-- Goal of the exercise --
Send back the records in full, character for character.

==== Records to use ====

Issue #2690, opened 2021-11-14
Language select: Help Window ignores Transparency setting


Ghabry:
You know that small one line window at the top that we use in multiple scenes

![screenshot_0](https://user-images.githubusercontent.com/1331889/141683968-d7e523fe-54cc-40d5-8c4c-3d8a9b4f32db.png)

PR #2693, opened 2021-11-14
Translation selection: Make help window respect transparency setting

rueter37:
This PR makes the help window in the translation selection scene check the transparency setting of the database if RM2k3E is used.

Fixes: #2690


Ghabry (approved):
Reminds me to replace some numbers with constants

fdelapena (approved):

====

-- Your response --
Issue #2690, opened 2021-11-14
Language select: Help Window ignores Transparency setting


Ghabry:
You know that small one line window at the top that we use in multiple scenes

![screenshot_0](https://user-images.githubusercontent.com/1331889/141683968-d7e523fe-54cc-40d5-8c4c-3d8a9b4f32db.png)

PR #2693, opened 2021-11-14
Translation selection: Make help window respect transparency setting

rueter37:
This PR makes the help window in the translation selection scene check the transparency setting of the database if RM2k3E is used.

Fixes: #2690


Ghabry (approved):
Reminds me to replace some numbers with constants

fdelapena (approved):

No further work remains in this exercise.